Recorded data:
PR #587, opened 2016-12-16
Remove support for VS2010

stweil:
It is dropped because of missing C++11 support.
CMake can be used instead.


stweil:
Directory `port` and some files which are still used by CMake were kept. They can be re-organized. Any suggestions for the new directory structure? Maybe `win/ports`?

Work instructions: The response should consist of all the entries, set down exactly.

Output:
PR #587, opened 2016-12-16
Remove support for VS2010

stweil:
It is dropped because of missing C++11 support.
CMake can be used instead.


stweil:
Directory `port` and some files which are still used by CMake were kept. They can be re-organized. Any suggestions for the new directory structure? Maybe `win/ports`?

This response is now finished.